- 1Department of Translational Medicine, University of Naples Federico II, Naples, Italy
- 2Department of Clinical Medicine and Surgery, Federico II University, Naples, Italy
Elevated parathyroid hormone (PTH) levels usually suggest an underlying parathyroid disorder. However, immunoassay interference, such as macro-PTH, can result in falsely elevated readings, leading to diagnostic inaccuracy. Here, we report the case of a 27-year-old woman with persistently elevated PTH levels despite normal serum calcium, phosphate, and vitamin D. Aside from a history of nephrolithiasis, the patient was asymptomatic and exhibited no parathyroid abnormalities detected on ultrasound, sestamibi scintigraphy, or choline positron emission tomography-computed tomography (PET-CT) scans. To investigate potential immunoassay interference, a polyethylene glycol (PEG) 6000 precipitation assay was performed, which showed a decrease of PTH levels from >1200 pg/mL to approximately 40 pg/mL, corresponding to a 97% reduction. To validate the specificity of this technique, the same procedure was conducted on sera from two patients with elevated PTH levels due to known parathyroid pathologies. PTH levels decreased from 771 to 271 pg/ml and 527 to 146 pg/ml, corresponding to 65 and 72% reduction, respectively. The following results indicated that the PEG precipitation primarily affected the macro-PTH in our patient’s sample while leaving intact PTH relatively unaffected in the control group. This report suggests that unexpectedly high PTH levels in the presence of otherwise normal laboratory values and imaging results could indicate the possibility of immunoassay interference. PEG 6000 precipitation is a valuable diagnostic tool for macro-PTH detection, although further refinement of immunoassay techniques may be needed to enhance the reliability of PTH measurements in clinical practice.
Introduction
The parathyroid hormone (PTH) plays a fundamental role in regulating calcium homeostasis by acting on specific cells of bones, kidneys, and intestines. In bone, PTH stimulates osteoclast activity, leading to bone demineralization and the release of calcium and phosphate. In the kidneys, PTH stimulates calcium reabsorption and phosphate excretion, increasing the amount of calcium-free from phosphates in the blood. Starting at the kidneys, PTH stimulates the conversion of 25-hydroxy vitamin D to its active form of 1,25-dihydroxy vitamin D, which increases calcium absorption from the intestine (1, 2).

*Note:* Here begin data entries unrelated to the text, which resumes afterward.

PR #344, opened 2022-12-16
Also push builds to https://github.com/Vencord/builds

pointydev:
First attempt, probably doesn't work. Have fun fixing it <3

Thanks,
Elliott

### DIFF
--- a/.github/workflows/build.yml
+++ b/.github/workflows/build.yml
@@ -55,10 +55,21 @@ jobs:
               run: |
                 echo "release_tag=$(git rev-parse --short HEAD)" >> $GITHUB_ENV
 
-            - name: Upload Devbuild
+            - name: Upload Devbuild as release
               run: |
                 gh release upload devbuild --clobber dist/*
                 gh release edit devbuild --title "DevBuild $RELEASE_TAG"
               env:
                 GITHUB_TOKEN: ${{ secrets.GITHUB_TOKEN }}
                 RELEASE_TAG: ${{ env.release_tag }}
+
+            - name: Upload Devbuild to builds repo
+              run: |
+                gh repo clone $GH_REPO upload
+                cp -fr dist/ upload/
+                cd upload
+                git add -A
+                git commit -a -m "Upload devbuild"
+              env:
+                GITHUB_TOKEN: ${{ secrets.GITHUB_TOKEN }}
+                GH_REPO: Vencord/builds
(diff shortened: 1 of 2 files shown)


ArjixWasTaken:
any reason as to why this is useful in any kind of way?

pointydev:
> any reason as to why this is useful in any kind of way?

because i was asked to in order to fix my own problem :husk:
https://discord.com/channels/1015060230222131221/1015060231060983891/1052726531182563408

ArjixWasTaken:
:husk:

bad Ven

.github/workflows/build.yml
```diff
@@ -55,10 +55,22 @@ jobs:
...
                 gh release upload devbuild --clobber dist/*
                 gh release edit devbuild --title "DevBuild $RELEASE_TAG"
               env:
                 GITHUB_TOKEN: ${{ secrets.GITHUB_TOKEN }}
                 RELEASE_TAG: ${{ env.release_tag }}
+
+            - name: Upload Devbuild to builds repo
+              run: |
+                gh repo clone $GH_REPO upload
+                cp -fr dist/ upload/
```
Vendicated, line 69: this creates the folder dist into upload? Wouldn't it make more sense to copy the contents of it only?

Vendicated: i also think deleting all files in the repo beforehand would be good to clean up possibly outdated files

something like (untested)
```sh
rm -rf upload/*
GLOBIGNORE=.git:.gitignore
rm -rf upload/.*
cp -r dist/* upload
```

.github/workflows/build.yml
```diff
@@ -55,10 +55,22 @@ jobs:
...
+                cd upload
+                git add -A
+                git commit -a -m "Upload devbuild"
+                git push
```
Vendicated, line 73: this should probably be a force push to prevent potential issues
```suggestion
                git push --force origin main
```

.github/workflows/build.yml
```diff
@@ -55,10 +55,22 @@ jobs:
...
+              env:
+                GITHUB_TOKEN: ${{ secrets.GITHUB_TOKEN }}
```
Vendicated, line 75: i think this secret only has permissions to the current repo, so I'll have to add my own to the repo secrets

pointydev: Changed to `secrets.BUILDS_TOKEN` so you can set that.

Vendicated (approved):

PR #352, opened 2022-12-20
[SpotifyControls] Add option to show Controls on hover

HypedDomi:
7dMuU8


src/plugins/spotifyControls/index.tsx
```diff
@@ -17,15 +17,38 @@
 */
 
 import { Devs } from "@utils/constants";
-import definePlugin from "@utils/types";
+import definePlugin, { OptionType } from "@utils/types";
+import { Settings } from "Vencord";
```
Vendicated, line 21:
```suggestion
import { Settings } from "@api/settings";
```

src/plugins/spotifyControls/index.tsx
```diff
@@ -17,15 +17,38 @@
...
 
 import { Player } from "./PlayerComponent";
 
+const toggleHoverControls = (value: boolean) => {
```
Vendicated, line 25:
```suggestion
function toggleHoverControls(value: boolean) {
```

Vendicated:
You should avoid transitioning things like height, width, left/right/... This is because they force the browser to relayout and can't be gpu accelerated which makes them feel choppy, especially on older hardware. It would be much nicer to use translateY to achieve this

Good read: https://medium.com/outsystems-experts/how-to-achieve-60-fps-animations-with-css3-db7b98610108

PR #354, opened 2022-12-20
feat(plugin) KeyboardClicks

wotanut:
Adds the option to turn on "Keyboard Clicks" Similar to Opera where when you type a click sound is played.


Vendicated:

PTH levels are usually evaluated in the presence of pathologies associated with an altered calcium metabolism, such as renal failure, osteoporosis, and hyperparathyroidism or hypoparathyroidism. The determination of PTH is often performed together with the measurement of the circulating levels of phosphate, calcium, and vitamin D. Furthermore, intraoperative parathyroid hormone monitoring is useful in patients with hyperparathyroidism undergoing surgical parathyroidectomy as it allows the surgeon to evaluate the complete resection of the hyperfunctioning parathyroid tissue during the operation (3, 4). PTH is present in circulation both as a biologically active hormone and as N-terminal fragments or fragments of the intermediate or C-terminal region, which, however, maintain a high immunogenic activity in the absence of specific activity. In general, 50% of the immunoreactive component is represented by the intact hormone, the rest by the inactive fragments, whose detection can overestimate the true PTH concentration and may lead to diagnostic inaccuracies (5).
In addition to traditional second-generation immunometric assays that measure various PTH fragments, third-generation assays capable of detecting the entire PTH molecule (1–84) are now available (6–8). Although these assays have reduced most of the interference from inactive metabolites, several cases of cross-reactivity have been still described (9).
Tandem mass spectrometry (MS-MS) has also been used to characterize PTH fragments and to measure PTH in serum. The assay is relatively complex and involves a selective adsorption phase before the MS-MS step, but it appears to be of great interest because it discriminates different PTH fragments and distinguishes these molecules from the intact PTH (10, 11). To date, although MS-MS is less used than immunoassay, it appears promising for the future and might lead to a more accurate interpretation of parathyroid hormone in clinical practice.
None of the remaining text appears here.